TF: The scientists may be wrong about climate change in some respects. But if you look back at the statements where you remark they are trivially true, it doesn’t seem as though you think they are wrong. It doesn’t seem that you think a patent clerk will emerge from his office clutching a paper that disproves the greenhouse effect or that we will discover the Arctic has been cooling in recent decades. So why bring in these examples?
Notice that the quantitative information supplied here is typical of the sceptical scientific researcher: it is information taken from observations and measurements and experiments.
TF: Yes, most of them provided to us by the climate scientists that you really don’t want to listen to. As you inadvertently note, they have continuously re-evaluated their hypotheses when new data showed it was appropriate. And yet the very large majority of experienced climate scientists are worried about what the impacts will be of human-caused climate change.

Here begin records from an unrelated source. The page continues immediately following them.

PR #1191, opened 2019-12-07
[FEAT] Adds ToC Headings

pzuraq:
Adds the ability to have ToC headings, which allows us to organize the ToC visually.

Screen Shot 2019-12-07 at 1 18 21 PM

Unlike the previous nesting work, this is purely presentational. Headings do not link to any page, and they do not need to be toggled. This just allows us to bucket the main sections more clearly.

Those who say there is a problem with our influence on the climate can only assert that there is a problem by making predictions. Insofar as some of those predictions were made long enough ago to be compared with outturn, it will be seen that they have fallen relentlessly on the side of exaggeration. Empirically speaking, then, the skeptics have been proven right – so far.”
TF: They have been often wrong. They may be wrong now. But the Arctic has warmed by 2C over the past decades and sea ice in the region has diminished dramatically. There have been other successes in predicting the impacts of climate change but if that were the only one it would be worth our time and effort to investigate.